* _Task prompt_: Indicate how many lines in the listing below contain the word "java". No other output is permitted.

┄┄┄┄┄┄

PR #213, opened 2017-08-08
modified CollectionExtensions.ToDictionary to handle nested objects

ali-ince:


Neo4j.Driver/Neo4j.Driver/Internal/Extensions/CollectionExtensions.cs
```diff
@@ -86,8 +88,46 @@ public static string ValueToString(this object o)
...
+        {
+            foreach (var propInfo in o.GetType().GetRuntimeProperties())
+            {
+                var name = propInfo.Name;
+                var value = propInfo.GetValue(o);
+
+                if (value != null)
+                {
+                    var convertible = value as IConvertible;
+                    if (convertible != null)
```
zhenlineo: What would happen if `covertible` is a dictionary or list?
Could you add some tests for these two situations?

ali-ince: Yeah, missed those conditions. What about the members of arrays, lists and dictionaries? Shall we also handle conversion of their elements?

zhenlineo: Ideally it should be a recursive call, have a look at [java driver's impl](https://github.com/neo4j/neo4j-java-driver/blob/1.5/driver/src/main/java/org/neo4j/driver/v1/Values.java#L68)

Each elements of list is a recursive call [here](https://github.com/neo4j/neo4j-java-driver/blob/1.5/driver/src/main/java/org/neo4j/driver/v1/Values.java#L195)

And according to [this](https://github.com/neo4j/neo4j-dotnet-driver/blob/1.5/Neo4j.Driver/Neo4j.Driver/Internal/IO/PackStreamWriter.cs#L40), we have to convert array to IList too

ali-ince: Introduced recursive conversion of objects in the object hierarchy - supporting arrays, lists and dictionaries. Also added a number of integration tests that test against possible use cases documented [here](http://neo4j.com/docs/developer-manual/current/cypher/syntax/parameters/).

┄┄┄┄┄┄

* _Problem solution_: 2